◆ **Source records**:
PR #4988, opened 2022-03-31
ci(mergify): The queue name is main

mhofman:
refs: #4984 

## Description

While our default branch name is still `master`, the mergify queue name is `main`.

### Testing Considerations

Still checking if these jobs will trigger,


kriskowal (approved):
That makes sense and I’ll take your word for it.

PR #4852, opened 2022-03-16
IBC-V3 Upgrade and Interchain Account Support

schnetzlerjoe:
## Description

This pull request adds interchain account support (ICS-27) into Agoric as well as upgrades IBC-Go to V3. The main files would be golang/cosmos/app/app.go (adding intertx module for ICS-27 among other things) as well as packages/agoric-cli/src/start.js edits to allow for automatic generation of rly accounts/funding for relaying via IBC using "agoric start local-chain" command.

If not merged can be used as a basis for the team to add the support for it. I am building a protocol on Agoric that requires use of it (via bounty btw!). Thanks!

### Security Considerations

The biggest changes are dependencies mainly IBC-Go V3. That would be the biggest security issue.

### Testing Considerations

There are no tests as it was mainly dependency upgrades but I could add some tests for ICS-27/intertx in /golang/cosmos if needed?

PR #4989, opened 2022-04-01
chore: gitignore output (build, bundles, compiled, dist, _agstate)

turadg:
## Description

`_agstate` is a path installed by agoric-cli that shouldn't get into SCM. It did in https://github.com/Agoric/agoric-sdk/pull/4852/files#diff-55542844d6fa2276f4f3d97f96ecd742b6f20b843aafae1c3dc64120ce0d36c9 so this adds it to gitignore.

It also adds some other build output ignores from the `.prettierignore`. We might want to define a set of wildcards that are shared between ignore files (`.dockerignore` has others).

### Security Considerations

--

--

### Testing Considerations

- [x] check that the matches for the new ignores aren't in SCM


mhofman (commented):
Have we double checked that no existing files would be targeted by these new ignores? I think a lot of the `build` stuff is already targeted by `.gitignore` files in subfolders.

mhofman:
I'm all in favor of aligning our ignore files, but I'd prefer being more surgical (aka have the other ignore files follow the current gitignore files).

Also `_agstate` getting added would mean someone used `agoric` cli from inside the SDK folder. Maybe we could prevent that instead / in addition?

turadg:
> Have we double checked that no existing files would be targeted by these new ignores? I think a lot of the build stuff is already targeted by .gitignore files in subfolders.

What's the harm in repeated ignores?

> I'm all in favor of aligning our ignore files, but I'd prefer being more surgical (aka have the other ignore files follow the current gitignore files).

I'm not following whether there is a requested change. 

> Also _agstate getting added would mean someone used agoric cli from inside the SDK folder. Maybe we could prevent that instead / in addition?

Yes, that happened in the linked ticket. I have no ideas for how to prevent the `_agstate` files being generated.

mhofman:
I think my concern is some folder being legitimately named `build` or `dist` that shouldn't be ignored. Even worse is if there is an existing one part of the checked in tree named like that, which is why I asked if we checked for existing files which would now be considered ignored.

mhofman:
Looks like my concern was founded:

```
$ find . -not -path './.git/*' -not -path './packages/xsnap/moddable/*' -not -path './packages/xsnap/xsnap-native/*' | git check-ignore --stdin -v --no-index
.gitignore:54:bundles   ./packages/SwingSet/test/bundles
.gitignore:54:bundles   ./packages/SwingSet/test/bundles/vat-named.js
.gitignore:54:bundles   ./packages/SwingSet/test/bundles/bootstrap-bundles.js
.gitignore:54:bundles   ./packages/SwingSet/test/bundles/vat-disk.js
.gitignore:54:bundles   ./packages/SwingSet/test/bundles/.gitignore
.gitignore:54:bundles   ./packages/SwingSet/test/bundles/test-bundles-controller.js
.gitignore:54:bundles   ./packages/SwingSet/test/bundles/test-bundles-kernel.js
.gitignore:54:bundles   ./packages/SwingSet/test/bundles/vat-install.js
.gitignore:54:bundles   ./packages/SwingSet/test/bundles/test-bundles.js
.gitignore:54:bundles   ./packages/SwingSet/test/bundles/nonvat-importable.js
.gitignore:54:bundles   ./packages/SwingSet/test/bundles/nonvat-install.js
```

.gitignore
```diff
@@ -50,16 +47,19 @@ typings/
...
 .env
 
-# next.js build output
+# build output
+_agstate
 .next
-
-# bundles
+build
+bundles
```
mhofman, line 54: This conflicts with existing files in `packages/SwingSet/test/bundles`

mhofman (dismissed):

turadg:
>  I think my concern is some folder being legitimately named build or dist that shouldn't be ignored. Even worse is if there is an existing one part of the checked in tree named like that,

Agree 100%. That's why I had put that in the test plan. Thanks for finding the `packages/SwingSet/test/bundles` path that I missed and sharing the snippet.

> which is why I asked if we checked for existing files which would now be considered ignored.

The reason I misunderstood this request is I thought the sentence after it, " I think a lot of the build stuff is already targeted by .gitignore files in subfolders"  was meant to be clarify what the request was.

As for what to do about `packages/SwingSet/test/bundles`, fortunately `bundles` is unnecessary because in the other 5 instances of `bundles` are build output their contents are all matched by `bundle-*`.
```
find . -not -path './node_modules/*' -name 'bundles' |git check-ignore --stdin -v --non-matching
.gitignore:54:bundles	./packages/run-protocol/bundles
.gitignore:54:bundles	./packages/zoe/bundles
.gitignore:54:bundles	./packages/spawner/bundles
.gitignore:54:bundles	./packages/pegasus/bundles
::	./packages/SwingSet/test/bundles
.gitignore:54:bundles	./packages/wallet/api/bundles
```

mhofman:
> The reason I misunderstood this request is I thought the sentence after it, " I think a lot of the build stuff is already targeted by .gitignore files in subfolders" was meant to be clarify what the request was.

I think I was indirectly asking for the motivation of moving to less specific ignore patterns, and that I would have preferred making the `.prettierignore` and co more like our collection of `.gitignore` instead of the other way around. I won't die on this hill, and it sure would be easier if there was a way to "import" one ignore file from another to reduce duplication.

mhofman (approved):
I'll approve as-is but would welcome less broad patterns.
I've removed the `automerge` label to give another chance to update. Feel free to add back.

turadg:
After the new build caching it's common to get these untracked file errors:
```
Warning: 7 uncommitted changes
```

Screen Shot 2022-04-18 at 8 07 52 AM

I suppose that's due to the new `bundle-noActionElectorate-meta.json` file, but it does support the idea that people are using directories named `bundles` for build output.

I've updated the PR to ignore `bundles`, with an exception for the extant `packages/SwingSet/test/bundles`.

.gitignore
turadg: I've added an exception to the existing `packages/SwingSet/test/bundles/.gitignore`

warner (approved):
Looks good to me

packages/SwingSet/test/bundles/.gitignore
```diff
@@ -1 +1,2 @@
 disk-bundle
+!.
```
mhofman, line 2: I don't believe that works. The exclusion needs to be collocated with the ignore pattern

turadg: I bet you're thinking of [this in the gitignore docs](https://git-scm.com/docs/gitignore):
> It is not possible to re-include a file if a parent directory of that file is excluded

In this case, it's the directory itself that's being re-included.

I can confirm it works on my machine. If it doesn't work on yours I'll do a fast fix by moving it into the root file.

mhofman: I verified and it doesn't work on my machine with the command I used above

mhofman:
```
node ➜ /workspaces/agoric/agoric-sdk (ta/gitignore_agstate) $ find . -not -path './.git/*' -not -path './packages/xsnap/moddable/*' -not -path './packages/xsnap/xsnap-native/*' | git check-ignore --stdin -v --no-index
.gitignore:54:bundles   ./packages/SwingSet/test/bundles
.gitignore:54:bundles   ./packages/SwingSet/test/bundles/vat-named.js
.gitignore:54:bundles   ./packages/SwingSet/test/bundles/bootstrap-bundles.js
.gitignore:54:bundles   ./packages/SwingSet/test/bundles/vat-disk.js
.gitignore:54:bundles   ./packages/SwingSet/test/bundles/.gitignore
.gitignore:54:bundles   ./packages/SwingSet/test/bundles/test-bundles-controller.js
.gitignore:54:bundles   ./packages/SwingSet/test/bundles/test-bundles-kernel.js
.gitignore:54:bundles   ./packages/SwingSet/test/bundles/vat-install.js
.gitignore:54:bundles   ./packages/SwingSet/test/bundles/test-bundles.js
.gitignore:54:bundles   ./packages/SwingSet/test/bundles/nonvat-importable.js
.gitignore:54:bundles   ./packages/SwingSet/test/bundles/nonvat-install.js
node ➜ /workspaces/agoric/agoric-sdk (ta/gitignore_agstate) $ cat ./packages/SwingSet/test/bundles/.gitignore 
disk-bundle
!.
```

mhofman:
```
node ➜ /workspaces/agoric/agoric-sdk (ta/gitignore_agstate) $ touch ./packages/SwingSet/test/bundles/foo.js
node ➜ /workspaces/agoric/agoric-sdk (ta/gitignore_agstate) $ git status
On branch ta/gitignore_agstate
Your branch is behind 'origin/ta/gitignore_agstate' by 3 commits, and can be fast-forwarded.
  (use "git pull" to update your local branch)

nothing to commit, working tree clean
```

turadg: Ah, I was testing existing files this way:
- `git ls-files packages/SwingSet/test/` showed the files
- edited a file and git status showed it dirty

But I didn't test adding a new file to the directory,
- `touch packages/SwingSet/test/bundles/newfile` doesn't find anything

So I see you're right that the exclusion was a no-op. I'll PR a fix.

PR #4990, opened 2022-04-01
ci(mergify): experiment with merge queue

michaelfig:
## Description

Another experiment to see if enabling both merge queue conditions and Github Actions `push: [ mergify/queue/** ]` at the same time will work.

### DIFF
--- a/.mergify.yml
+++ b/.mergify.yml
@@ -3,6 +3,7 @@ queue_rules:
   - name: main
     conditions:
       - base=master
+      - check-success=mergify-merge-queue-test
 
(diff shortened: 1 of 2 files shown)


.mergify.yml
```diff
@@ -3,6 +3,7 @@ queue_rules:
   - name: main
     conditions:
       - base=master
+      - check-success=dev-canary
```
mhofman: if this doesn't run we'll get everything stuck again, won't we?

mhofman (approved):

PR #4996, opened 2022-04-01
feat(run-protocol): charge penalty for liquidation

### LINKED ISSUE #4775: [Vaults] When Vaults are liquidated, charge a fee

When vaults are liquidated, a fee should be charged and accrued to the reward pool

## Description of the Design

New governance parameter `liquidationPenalty`, defaulting to 10%. Govern per VaultManager.

Proceeds from the penalty will go to the reserve pool. For now hold them in a `penaltyPoolSeat`.

Eventually make a timer for batching emptying the penalty seat into the reserve. The reserve doesn’t benefit from getting it sooner.

## Security Considerations

It's governed, but otherwise not a security issue

## Test Plan

add verification in the existing liquidation tests.

turadg:
closes: #4775

## Description

- governance param LiquidationPenalty on the vault manager (so it’s per collateral type)
- defaults to 10%
- charging logic is in the Vault Factory’s liquidation helper so that the liquidation contract is clean and if governance changes the contract or strategy it can’t change the penalty behavior
- penalty proceeds stored in a penaltyPoolSeat on the VM
- not actually transferred until #5012 so for tests use a getPenaltyAllocation akin to getRewardAllocation

### Security Considerations

Creates a new holder of assets, the `penaltyPoolSeat`.

Backwards compatible, no breaking changes.

### Testing Considerations

New tests

### DIFF
--- a/packages/run-protocol/src/econ-behaviors.js
+++ b/packages/run-protocol/src/econ-behaviors.js
@@ -28,6 +28,16 @@ const BASIS_POINTS = 10_000n;
 const CENTRAL_DENOM_NAME = 'urun';
 
 /**
+ * @file A collection of productions, each of which declares inputs and outputs.
+ * Each function is passed a set of powers for reading from and writing to the vat config.
+ *
+ * Each of the things they produce they're responsible for resolving or setting.
+ *
+ * In production called by @agoric/vats to bootstrap.
+ * In testing called by differenty.
+ */
+
+/**
  * @param {EconomyBootstrapPowers} powers
  * @param {{ committeeName: string, committeeSize: number }} electorateTerms
  */
--- a/packages/run-protocol/src/econ-behaviors.js
+++ b/packages/run-protocol/src/econ-behaviors.js
@@ -34,7 +34,6 @@ const CENTRAL_DENOM_NAME = 'urun';
  * Each of the things they produce they're responsible for resolving or setting.
  *
  * In production called by @agoric/vats to bootstrap.
- * In testing called by differenty.
  */
 
 /**
--- a/packages/run-protocol/src/econ-behaviors.js
+++ b/packages/run-protocol/src/econ-behaviors.js
@@ -271,6 +271,7 @@ export const startVaultFactory = async (
     // XXX the values aren't used. May be addressed by https://github.com/Agoric/agoric-sdk/issues/4861
     debtLimit: AmountMath.make(centralBrand, 0n),
     liquidationMargin: makeRatio(0n, centralBrand),
+    liquidationPenalty: makeRatio(10n, centralBrand, 100n),
     interestRate: makeRatio(0n, centralBrand, BASIS_POINTS),
     loanFee: makeRatio(0n, centralBrand, BASIS_POINTS),
   };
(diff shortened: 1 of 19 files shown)


packages/run-protocol/src/econ-behaviors.js
```diff
@@ -27,6 +27,16 @@ const BASIS_POINTS = 10_000n;
...
 const CENTRAL_DENOM_NAME = 'urun';
 
+/**
+ * @file A collection of productions, each of which declares inputs and outputs.
+ * Each function is passed a set of powers for reading from and writing to the vat config.
+ *
+ * Each of the things they produce they're responsible for resolving or setting.
+ *
+ * In production called by @agoric/vats to bootstrap.
+ * In testing called by differenty.
```
Chris-Hibbert: maybe drop this line?

packages/run-protocol/src/vaultFactory/liquidation.js
```diff
@@ -3,11 +3,30 @@
...
 const trace = makeTracer('LIQ');
 
+/**
+ * @param {Amount<'nat'>} proceeds
+ * @param {Amount<'nat'>} debt - after incurring penalty
+ * @param {Amount<'nat'>} penaltyPortion
+ */
+const partitionProceeds = (proceeds, debt, penaltyPortion) => {
+  const isShortfall = !AmountMath.isGTE(proceeds, debt);
+  const debtPaid = isShortfall ? proceeds : debt;
```
Chris-Hibbert:
```suggestion
  const debtPaid = AmountMath.min(proceeds, debt);
```

packages/run-protocol/src/vaultFactory/liquidation.js
```diff
@@ -31,10 +52,16 @@ const liquidate = async (
...
   collateralBrand,
+  penaltyPoolSeat,
+  penaltyRate,
 ) => {
   innerVault.liquidating();
-  const debt = innerVault.getCurrentDebt();
-  const { brand: runBrand } = debt;
+
+  const debtBeforePenalty = innerVault.getCurrentDebt();
+  const penalty = floorMultiplyBy(debtBeforePenalty, penaltyRate);
```
Chris-Hibbert: The contract usually gets the benefit of rounding:
```suggestion
  const penalty = ceilMultiplyBy(debtBeforePenalty, penaltyRate);
```

packages/run-protocol/src/reserve/assetReserve.js
```diff
@@ -11,7 +11,7 @@ import { AMM_INSTANCE } from './params.js';
 const makeLiquidityKeyword = keyword => `${keyword}Liquidity`;
 
 /**
- * Collateral Reserve holds onto Collateral for the RUN protocol, and can
+ * Asset Reserve holds onto assets for the RUN protocol, and can
```
Chris-Hibbert: renaming the collateralReserve seems unrelated to the point of this PR.

Chris-Hibbert (approved):
Looks good.

packages/run-protocol/src/reserve/assetReserve.js
turadg: moved to https://github.com/Agoric/agoric-sdk/pull/5028

packages/run-protocol/src/vaultFactory/liquidation.js
turadg: 👍 I suppose `isShortfall` was defined for tracing but I already took it out of the trace because `debtPaid` implies it.

PR #5001, opened 2022-04-03
test(runStake): use test driver rather than data file

dtribble:
test(runStake): use test driver rather than 

## Description

* convert the test cases in the data file to use test driver explicitly
* step converts to a call on the driver.

### Testing Considerations

This enables normal developer tool support (operation completion and Intellisense) and stack traces test failure; e.g., 
```
  Difference:

    {
      brand: Object @Alleged: RUN brand {},
  -   value: 194967256n,
  +   value: 196000000n,
    }

  › approxEqual (packages/run-protocol/test/runStake/test-runStake.js:477:7)
  › Object.checkRUNDebt (packages/run-protocol/test/runStake/test-runStake.js:713:7)
  › async packages/run-protocol/test/runStake/test-runStake.js:942:3

  ─
  ```


dckc (commented):
Looks consistent with a suggestion you made earlier.

At a glance, I don't see any critical problems. I can take a closer look if we decide this addresses a MN-1 issue.

Commenting out code rather than deleting it is a little odd, but consistent with marking this as DRAFT.

dckc:
This seems appropriate to include in #3788

dckc (approved):
I checked it out and verified that messing with the tests breaks in the expected way.

Good stuff.

PR #5007, opened 2022-04-05
fix: implement store snapshot

erights:
For the virtual and durable stores, `snapshot` was not yet implemented.


FUDCo (approved):
Credible.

◆ **Instructions for the task**:
From the records given above, copy all lines containing "showed".

◆ **Solution to this task**:
- `git ls-files packages/SwingSet/test/` showed the files
- edited a file and git status showed it dirty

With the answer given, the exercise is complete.